As night drew in, more walkers arrived, driven to abandon their camping and walking by the bad weather. The air steamed with the drying of damp clothes, and faces were ruddy from the fire’s heat and the friendly conversations. It felt great to be in the thick of the dramatic mountain weather but at the same time sheltered from it. Retiring to the dorm that night, Naggi looked out of the window and muttered to himself, while I snuggled under my fleecy blanket and hoped the summer would return.
And the schnaps began to flow… “Ten centimetres,” said Naggi as I peered outside the next morning and found my guide looking at the swirling snowstorm. Next to him a man stood red-faced and shaking. He had set off early to try to attempt the route we were supposed to tackle and had to retreat due to avalanche risk. Summer, it seemed, had never been further away.

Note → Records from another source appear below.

PR #1250, opened 2026-09-17
fix(bench): take the fault-injection suite rate from the results, not results[0] (#1061)

### LINKED ISSUE #1061: fault-injection emitter takes the suite-level rate from results[0], so it is order-dependent
## Summary

`emit_fault_injection_report` takes the suite-level detection rate from `report.results[0]` on a comment asserting every result carries the same aggregates. The premise is false: the clean control scenario is appended with only `false_positive_rate` and has no `detection_rate` key at all. The published number therefore depends on result order, and a control placed first reports a detection rate of `0` for a suite that detected every fault.

## Affected component

Benchmarks (fault-injection emitter and report)

## Severity

Minor inconvenience or cosmetic issue for the library. Today the control happens to be appended last, so the published figure is accidentally correct; the defect is a latent wrong number waiting for a reorder or an added scenario.

## Evidence

`benchmarks/fault_injection/runner.py:606-649` builds the report: the per-fault results each carry `detection_rate`, `unsafe_resume_rate`, and `false_positive_rate` copied from the suite summary, while the control appended at `:641-649` carries only `metrics={"false_positive_rate": ...}`. `benchmarks/fault_injection/emitter.py:69-74` reads `report.results[0].metrics` and comments "Use the first result's aggregates as the suite-level (they are all same)". The comment is the bug: it is not true, and the fallback default of `0` turns the ordering into the published rate.

```
results[0]               : fault_fabricated_progress -> 1.0
control has detection_rate? False
published (control last) : 1.0
published (control first): 0
```

```python
import sys, json, os, tempfile
sys.path.insert(0, '.')
from benchmarks.fault_injection.runner import run_benchmark_suite
from benchmarks.fault_injection.emitter import emit_fault_injection_report

rep = run_benchmark_suite()
print('results[0]               :', rep.results[0].scenario, '->', rep.results[0].metrics.get('detection_rate'))
print('control has detection_rate?', 'detection_rate' in rep.results[-1].metrics)

out = os.path.join(tempfile.mkdtemp(), 'fi')
env = json.loads(emit_fault_injection_report(rep, out)[0].read_text())
print('published (control last) :', env['summary']['detection_rate'])

rep.results.insert(0, rep.results.pop())   # move the control to the front
out2 = os.path.join(tempfile.mkdtemp(), 'fi')
env2 = json.loads(emit_fault_injection_report(rep, out2)[0].read_text())
print('published (control first):', env2['summary']['detection_rate'])
```

Output at HEAD `14f8a84`:

```
results[0]               : fault_fabricated_progress -> 1.0
control has detection_rate? False
published (control last) : 1.0
published (control first): 0
```

## Root cause

Introduced in `7f94ddb` ("bench: fault-injection chaos suite with detection-rate and unsafe-resume metrics"). The adapter copied the suite-level rate onto each fault result and then read it back from the first element, which was correct only while every result was a fault result; the control was appended afterwards without the same keys.

## Expected behaviour

The suite-level rate should not depend on which result happens to be first. It should be computed once from the results that carry the metric, or carried on the report itself.

## Suggested fix shape

Replace the `results[0]` read with the average the loop already computes: `round(sum(detection_rates) / len(detection_rates), 3)` when `detection_rates` is non-empty, falling back to `0` only when no result carries the key. The `detection_rates`, `unsafe_rates`, and `fp_rates` lists are already collected at `emitter.py:56-68` and are order-independent, so the same change covers `unsafe_resume_rate` and `false_positive_rate`.

## System information

- Python: 3.14.5

abyyxhek:
## Description

`emit_fault_injection_report` read the suite-level `detection_rate`, `unsafe_resume_rate` and `false_positive_rate` off `report.results[0]`, on a comment asserting that every result carries the same aggregates. The premise is false: each fault scenario carries the suite's own aggregate, but the clean control scenario is appended with only its `false_positive_rate`. So the published figure depended on result order — today the control happens to be appended last and the number is accidentally right; a control placed first publishes a detection rate of `0` for a suite that detects every fault:

```
results[0]               : fault_fabricated_progress -> 1.0
control has detection_rate? False
published (control last) : 1.0
published (control first): 0
```

The collection loop had already gathered `detection_rates`, `unsafe_rates`, `fp_rates` and `prop_distances` — and then only used the last one. Those collected lists are now the source of the summary, averaged over the scenarios that actually reported each metric. Scenarios that never measured a rate are skipped rather than counted as a zero, which is what keeps the control out of the detection average. `propagation_distance` was already averaged this way; it now goes through the same helper.

Companion to #1247 (the rendering side of the same published number): that PR fixes the rate the README/bench table shows, this one fixes the rate the emitted JSON and Markdown reports carry. They are independent defects with independent root causes.

## Related issues

Fixes #1061

## Types of changes

- Type: `bugfix`

## Breaking changes

No. The report envelope is unchanged in shape; only the values are now order-independent. A report whose scenarios carry no rate for a metric still answers `0` rather than dropping the documented key.

## How has this been tested?

The issue's own reproduction, confirmed at HEAD `baf769d` both before and after the fix (control-last and control-first orderings). One regression test added to `tests/test_fault_injection.py`, verified to **fail before** the fix and pass after:

- `test_emitter_rate_is_order_independent` — asserts the control carries no `detection_rate`, that the baseline published rate is `1.0`, then rotates every result through the front of the list and re-emits, asserting the published rate never moves. This fails on the old code at the first rotation (`assert 0 == 1.0`).

Commands run, Windows 11 / Python 3.13, from the repo root with `PYTHONPATH=src`:

```
ruff check benchmarks/fault_injection/emitter.py tests/test_fault_injection.py   # clean
ruff format --check benchmarks/fault_injection/emitter.py tests/test_fault_injection.py  # clean
mypy src/continuum        # no issues, 127 files
pytest tests/             # 2241 passed, 38 skipped
```

The collected total moves 2278 -> 2279, which stays inside the `test_docs_counts.py` tolerance of 30, so no documented figure needed re-syncing.

## Compatibility considerations

None — the emitted report files (`benchmarks/out/fault_injection_report.json|md`) now carry order-independent summary values; nothing else reads this emitter's internals.


Cyrax321 (approved):
Thank you for contributing to Continuum, @abyyxhek. This fixes the order dependent aggregate in emit_fault_injection_report for #1061: suite level rates are now the mean over the scenarios that reported each metric instead of a copy of results[0], so a control placed first no longer publishes a detection rate of 0 for a suite that detected every fault.

I reviewed the emitter change, the shared mean helper with its documented empty case, and the new tests, and I checked CI: the full matrix across all three platforms plus Postgres plus lint is green. The companion rendering side in #1247 stays independent of this change. No blocking issues found. LGTM, marking this as ready to pull. Thank you again for the precise reproduction in the description.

We sat within the comfort of the four walls a little longer, our cosy refuge amid the storm, and unfolded the map on the table. “What if we go down to the village, then pick up another path to take us to our next hut more directly?” I suggested. Naggi smiled. And so, determined to continue with our hut-to-hut mission, we took one of the escape routes and descended into the valley; the grass became green once more and the pinks of the alpine roses waved in the wind. We walked out into the pretty town of Pettneu and caught a bus to Flirsch, for the start of a path up to our final hut of Ansbacher.
The track was slick with rain and the musty, damp scent of the forest rose from the ground as we began to climb away from houses. Alpine salamanders – curious little black amphibians -dotted the path, all seemingly heading up. “Damn,” said Naggi as he watched them, “heading uphill means more rain.” We emerged from the trees and paused to catch our breath. An eagle swooped and dived like a corkscrew, descending to the forest. Somewhere behind me I heard the whistle of a marmot and turned to see its furry behind disappear into its labyrinth underground.

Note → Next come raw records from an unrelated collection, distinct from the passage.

Issue #1235, opened 2026-09-17
tests: is_quiet_window and render_trajectory_report are the trajectory report's trigger and renderer, and neither has a direct test


Cyrax321:
## Summary

`tests/test_trajectory_report.py` covers the build and record paths well: report generation per compaction window, the min-authority non-amplification rule, zero overhead when quiet never occurs, bounded size, digest auditability, and archive determinism. Two exported functions in `src/continuum/analysis/trajectory_report.py` are never named in any test file:

- `is_quiet_window` (`:48`) — decides whether a stretch of events counts as quiet, which is the trigger that makes the rest of the module run at all. It is exercised indirectly by `test_health_idle_trigger_generates_for_quiet_and_not_for_busy` and `test_zero_overhead_when_quiet_never_occurs`, but its own boundary is not asserted.
- `render_trajectory_report` (`:8`) — renders a recorded report for briefing consumption. The module's `__all__` exports it and `docs/guides/embed-claude-code.md:63` names it as a briefing field, but no test renders a report and checks the output shape.

Between them they are the "when does this fire" and "what does a human see" ends of the feature, with the middle (build, record, digest) fully covered.

## Affected component

Tests.

## Severity

Minor inconvenience or cosmetic issue.

## System information

- OS: macOS 26.0.1 (Darwin 25.0.0)
- Python: 3.13.5
- continuum-agent: from source, commit `bbfdd74` on `main`
- Installed via: `uv pip install -e ".[dev]"`

## Command or code to reproduce

```bash
grep -rn 'is_quiet_window\|render_trajectory_report' tests/    # no output
grep -n 'def is_quiet_window\|def render_trajectory_report' src/continuum/analysis/trajectory_report.py
```

## What a fix looks like

Add cases to the existing `tests/test_trajectory_report.py` rather than a new file, reusing its storage fixtures. For `is_quiet_window`: a window of only non-side-effect events is quiet, a single `TOOL_COMPLETED` breaks it, an empty event list is quiet (the "never occurs" case that already drives the zero-overhead test), and the window boundary is inclusive on the side it checks. For `render_trajectory_report`: render a report built by `build_trajectory_report` and assert the rendered text names the top stall and scarcity rate the report records, and that a report with no lessons renders something honest rather than an empty string. Both are pure or storage-light, so they fit the module's existing fast style and do not need the `@pytest.mark.slow` marker.

PR #1251, opened 2026-09-17
test: direct tests for is_quiet_window and render_trajectory_report (…

abyyxhek:
…#1235)

tests/test_trajectory_report.py covered the build and record paths well -- generation per compaction window, the min-authority non-amplification rule, zero overhead when quiet never occurs, bounded size, digest auditability, archive determinism. The two exported functions at the ends of that pipeline were never named in any test file:

  is_quiet_window     decides whether a stretch of events counts as quiet, the
                      trigger that makes the rest of the module run at all
  render_trajectory_report  renders a recorded report for briefing consumption

Both are exercised indirectly, but the property-level boundaries were only inferrable from prose: which events break a quiet window, what a human sees.

Adds cases to the existing file rather than a new one, reusing its storage fixtures. For is_quiet_window: empty is quiet, a non-progressing event is quiet, WORK_COMPLETED with count>0 breaks it, a failed completion does not, TASK_UPDATED with completed>0 breaks it, DECISION_CREATED breaks it, a window stays busy from the first breaker wherever it sits, and a completed counter that cannot be read as an integer is treated as busy rather than assumed zero.

For render_trajectory_report: a report built by build_trajectory_report renders its id, window, scar_rate and every stall site by name, and a report with no lessons still renders an honest header rather than an empty string a reader could mistake for missing data.

Verified both directions: poisoning is_quiet_window to always return True fails four tests, and stripping the renderer to a bare header fails two.

## Types of changes

## Checklist

## Summary by CodeRabbit

- **Tests**
  - Added coverage for quiet-window detection, including empty windows, non-progressing events, breaker events, and unreadable counters.
  - Added coverage for trajectory report rendering, including stall-site and scar-rate labels, empty-window output, and derived-origin labeling.


Cyrax321 (commented):
Thank you for contributing to Continuum, @abyyxhek. I reviewed this alongside the two sibling PRs covering the same #1235 ground, #1254 and #1252. Your new is_quiet_window and render_trajectory_report cases pass. Two things to be direct about.

First, #1252 by Adhi1-2 covers the same two functions with eleven cases reusing the existing fixtures, includes the docs re-sync, and is fully green across the matrix, so I have approved it as the one to land. Landing all three would triple cover the same surface and they all append to the same test file, so they cannot all merge cleanly.

Second, this PR as it stands cannot merge anyway: its Test jobs fail on stale documented test counts (the suite collects about 2,317 while the branch docs state about 2,278). Your added tests themselves pass.

Please close this PR as superseded by #1252. If you believe your cases pin an edge #1252 lacks, name the exact test here so it can be ported over rather than losing the coverage. Thank you again for taking this on.

Cyrax321 (approved):

Ref: #1251 / Issue #1235
Surface: tests/test_trajectory_report.py, is_quiet_window and render_trajectory_report

The gap is real: the two exported endpoints of the trajectory-report pipeline were only exercised indirectly, and their property-level boundaries (which events break a quiet window, what the rendered output must contain) were inferrable only from prose. The PR adds cases to the existing file, reusing its fixtures, which is the right organization for coverage of the same module.

Proof:
- Ran tests/test_trajectory_report.py at head 275cb13: 15 passed.

Merge-order note: #1254 by @soorajsuru2004-sudo covers the same two functions for the same issue. Keep whichever lands first and close or rebase the other; the property lists should be reconciled so nothing the other PR covered is lost.

PR #1252, opened 2026-09-17
test(analysis): cover the quiet-window trigger and the report renderer (#1235)

Adhi1-2:
## Description

`is_quiet_window` and `render_trajectory_report` are the two ends of the trajectory report feature — the first decides when a report is built at all, the second is what a human reads. The middle (build, record, digest) is well covered; neither of these two had a direct test (`grep -rn 'is_quiet_window\|render_trajectory_report' tests/` was empty).

This PR adds cases to the existing `tests/test_trajectory_report.py`, reusing its storage fixtures, rather than a new file.

**`is_quiet_window`** — the quiet boundary, per event type and payload:
- An empty window is quiet (the case that already drives the zero-overhead test).
- `RUN_STARTED`, `TOOL_FAILED`, `STATE_CHECKPOINTED`, `LIVENESS_SILENCE_DETECTED`, `ACTION_RECORDED`, `TRAJECTORY_REPORT` alone leave the window quiet.
- `WORK_COMPLETED`: `count > 0` breaks quiet; `count == 0` and `failed: true` do not; a missing count defaults to one unit of work, and an *unreadable* count is treated as progress rather than silently ignored.
- `TASK_UPDATED`: `completed > 0` breaks quiet; `completed == 0` and a missing `completed` do not; an unreadable `completed` is treated as progress.
- `DECISION_CREATED` breaks quiet regardless of payload.
- A progress event anywhere in the window breaks quiet, not only at the tail.
- The window bound is half-open, `(start, end]`: starting a window *at* a progress event excludes it (a report is still built), ending one *at* it includes it (nothing is built).

**`render_trajectory_report`** — the renderer echoes what the report recorded:
- The rendered text names the `report_id`, the `window_start->window_end` range, every recorded stall site and failure type, and the scar rate at two decimals.
- A report with no stall sites and no failure types still renders its header and metrics rather than an empty list, and omits the `stall_sites:` / `top failures:` lines.
- The derived-origin label splits the way the code splits it: `external_agent`/`llm` render `unverified (derived)`, everything else renders `derived from <origin>`.
- End to end: a report built by `build_trajectory_report` from a real storage renders the stall site and scar rate it actually computed.

No production code is touched.

### One observation, not changed here

The issue's "what a fix looks like" suggests asserting that a single `TOOL_COMPLETED` breaks quiet. It does not, and never did: `is_quiet_window` at `src/continuum/analysis/trajectory_report.py:48` checks only `WORK_COMPLETED`, `TASK_UPDATED` and `DECISION_CREATED`, and that file is byte-identical between the issue's commit (`bbfdd74`) and `main`. I tested the behaviour the code has rather than the prose.

Whether that is a gap is a maintainer's call: `checkpoint/policy.py:62` classifies `TOOL_COMPLETED` as a `SIDE_EFFECT_EVENT` ("events that mean the outside world changed"), so a compaction window containing only successful tool calls currently counts as quiet and produces a trajectory report. That may be intended — the feature's notion of progress is completed work units and decisions, not individual tool calls — but if it is not, the tests above name the boundary the fix would move. I left the behaviour alone since this issue is scoped to tests.

## Related issues

Addresses #1235

## Types of changes

- Type: `tests`

## Breaking changes

No.

## How has this been tested

All commands run in an isolated worktree branched from `upstream/main` (commit `700228e`), Python 3.13.5, editable install:

```
pytest tests/test_trajectory_report.py -q        # 35 passed (was 8)
pytest -q                                        # full suite, exit 0
ruff check src/ tests/                           # clean, under ruff 0.16.5 (the pyproject pin)
ruff format --check src/ tests/                  # clean, under ruff 0.16.5
mypy src/continuum                               # Success: no issues found in 127 source files
```

The new tests were mutation-checked to confirm they are not vacuous: disabling `WORK_COMPLETED` handling in `is_quiet_window` fails 6 of them, and dropping the `stall_sites`/`top failures` lines in `render_trajectory_report` fails 2. Both mutations were reverted; no production file is modified.

## Checklist

Tests added or updated for the changed behaviour. Documentation updated where the change affects user-facing behaviour — not applicable, no behaviour changed. CI passes on the latest commit. Security-relevant changes state known limitations explicitly — not applicable.

## Additional context

The second commit re-syncs the documented test count, and it lands for exactly the reason the convention survey predicted: this PR's 27 new tests push the docs-count guard (`tests/test_docs_counts.py`, `TOLERANCE=30`) past tolerance — CI collects 2333 while README/CHANGELOG/CONTRIBUTING_ONBOARDING still documented ~2,278, a delta of 55. The count was already drifting (28 over) before this PR. Every documented site now states ~2,333 collected / ~2,280 passed, the figures the CI guard computes; a minimal local env collects 2305, still inside tolerance. No behaviour changed, and no CHANGELOG entry is added beyond that number bump in the existing "README refresh" entry.

## Summary by CodeRabbit

- **Tests**
  - Expanded validation for trajectory reports, including report identity, time windows, metrics, stalls, failures, lessons, and derived origins.
  - Added coverage for quiet-window behavior across empty windows, progress events, decision events, payload edge cases, and sequence boundaries.
  - Improved confidence in reports generated from stored data.


Cyrax321 (dismissed):
Thank you for contributing to Continuum, @Adhi1-2. This covers both untested ends of the trajectory report pipeline for #1235: the is_quiet_window trigger boundary per event type and payload, and the render_trajectory_report output including honest empty lessons and derived origin labels, reusing the existing storage fixtures.

I reviewed the eleven new cases and the docs re-sync, and I checked CI: the full matrix across Python 3.11 through 3.13 on all three platforms plus Postgres plus lint is green. No blocking issues found. LGTM, marking this as ready to pull. Thank you again for the thorough edge coverage.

As the rain turned to snow once more we made a final push for the hut. Sheep surrounded us as we topped out above a gouged valley edged by more pointy hills; they sniffed the ground and looked unconcerned by the ice. “They have a good life up here,” said Naggi. As I looked out at the serrated surrounds, wild and seemingly never-ending, I couldn’t help but agree. We climbed up along the nose of a smaller peak, and finally reached the brown-roofed Ansbacher Hutte, tired from the ski-lift free ascent but happy to have made it.
The hut was being tended by a young family, the three children running around excitedly as we cleaned our boots. Inside I clutched a hot chocolate and leafed through an Alpine Club book, settling on the photograph of a woman who had been a member for 81 years. There was a picture of her climbing in 1905; one of her later, in this very hut; then a final one of her at the age of 100, still walking. Soon someone had the guitar down from the wall and the schnaps began to flow, while tales of walking escapades past, present and still to come were told. Outside the snow continued to fall.
Up with the crazies – The final morning started in a white cloud, flakes still drifting and the mercury struggling to rise above zero. It was time for our mountain adventure to head back down to the valley. We were bound for the town of Schnann, by way of a breakfast stop at the lower Fritz Hutte, to catch the bus back to St Anton. As we began to descend, the powder soft at my feet and wet on my face, Naggi stopped dead in his tracks.
He gestured at the mountain slopes to my right, the rocks just visible through a break in the cloud. “Look,” he whispered. Chamois. Two of them, standing tall and proud on the rocky ledge as the snow flurried around them. They may be called crazy but, as I watched them climb higher into the mist, I reasoned that being like them was no bad thing. Because following their bellies uphill took them into the beautiful and unpredictable beauty of the mountains and that, I reckoned, made them the most sensible creatures in the world.